The purpose of this study was to evaluate the efficacy of Beauveria bassiana isolate (GOPT-331) and Metarhizium brunneum isolates (ORP-13 and ORP-18) against the second and fourth larval instars of T. wilkinsoni under laboratory conditions. T. wilkinsoni eggs were collected from pine trees at Ondokuz Mayıs University in Samsun, Turkey, in 2021, and the second and fourth larval instars were used for the experiment. Two milliliters of a spray of the three fungal isolates was applied to the larvae for each concentration (1 × 105–1 × 108 conidia ml−1). The mortality rates of GOPT-331, ORP-13, and ORP-18 were changed between 91.1 and 100% for the second-instar larvae and between 86.6 and 97.7% for the fourth-instar larvae at 1 × 108 conidia ml−1. The ORP-13 isolate showed the lowest LC50 values.
In conclusion, it is suggested that all the three isolates were virulent to T. wilkinsoni and can be used for biological control of this species. The promising results from the study were obtained from trials conducted under controlled laboratory conditions, and it will be critical to explore the potential of these promising entomopathogenic fungi in field conditions.
Forest ecosystems are essential as they provide habitat for various living species, prevent soil erosion, play a crucial role in the water cycle, sequester carbon, and help mitigate the effects of global warming (Ramachandra et al. 2018). The genus Pinus contains the most economically valuable species of forest trees worldwide, and these species are distributed all over a wide geographical area (Wang et al. 2019). They contribute significantly to the economy because they are used in various industries such as paper and furniture. Additionally, almost all parts of the Pinus species, particularly the needles, are used in traditional medicine. Because of all these features, Pinus species are essential economically, ecologically, and medically.

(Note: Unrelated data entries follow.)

PR #162, opened 2018-04-12
Allow task to just create lrouters and lswitches 

noah8713:
as we now have feature to re-use existing routers/networks

### DIFF
--- a/rally_ovs/plugins/ovs/scenarios/ovn_network.py
+++ b/rally_ovs/plugins/ovs/scenarios/ovn_network.py
@@ -81,6 +81,26 @@ class OvnNetwork(ovn.OvnScenario):
 
     @validation.number("ports_per_network", minval=1, integer_only=True)
     @scenario.configure(context={})
+    def create_routers_and_networks(self, router_create_args=None,
+                                  router_connection_method=None,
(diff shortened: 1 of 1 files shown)


rally_ovs/plugins/ovs/scenarios/ovn_network.py
```diff
@@ -79,6 +79,26 @@ def create_routers_bind_ports(self, router_create_args=None,
             self._bind_ports(lports, sandboxes, port_bind_args)
 
 
+    @validation.number("ports_per_network", minval=1, integer_only=True)
+    @scenario.configure(context={})
+    def create_routers_and_networks(self, router_create_args=None,
```
jsitnicki, line 84: This scenario looks exactly like `OvnNetwork.create_routers()`. What am I missing?

noah8713: Correct! Thanks for the pointer. I was actually working on the code where I will distribute lports evenly on each HVs so that we can verify oflow count on all HV is same. Because in overlay it's tough to do so. This is not yet to be merge patch. More enhancement to come. So I will skip this part for now!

Pinus species are distributed almost worldwide, including Turkey. One extremely harmful insect threatens this important species: the pine processionary moth Thaumetopoea wilkinsoni Tams (Lepidoptera: Notodontidae). This insect is distributed in the Mediterranean Basin and Turkey and can cause up to 100% leaf loss by eating pine leaves at the larval stage (Kanat et al. 2005). Defoliated trees become susceptible to secondary pests such as bark beetles and pine lice (Cebeci et al. 2010), making them more vulnerable. This insect destroys pine forests, particularly young ones. Additionally, this insect has urticating setae at the larval stage and causes severe allergic reactions in humans and domestic pets (İpekdal et al. 2016). For all these reasons, it is inevitable to control this pest.
Mechanical, biotechnical, chemical, and biological methods have been used to control the pine processionary moth (Erkan 2018). Given the adverse effects of chemical control on the ecosystem and the difficulty of mechanical control, biological control methods should be used to control this species. The use of entomopathogenic microorganisms as biological control agents is critical for controlling harmful species because they can target a specific pest to be eco-friendly. Entomopathogenic fungi (EPF) are one group of the organisms used in this context, and they are effective in pest control (Mantzoukas and Eliopoulos 2020). EPFs Beauveria bassiana (Bals.-Criv.) Vuill (Hypocreales: Cordycipitaceae) and Metarhizium brunneum Petch (Hypocreales: Clavicipitaceae) are widely used against many insect species. Several studies (Martínez et al. 2021) have shown the effects of these pathogenic fungi on various insects. Various studies have investigated the efficacy of different Beauveria and Metarhizium strains in developing safe biological control strategies for the pine processionary moth (Topkara et al. 2022).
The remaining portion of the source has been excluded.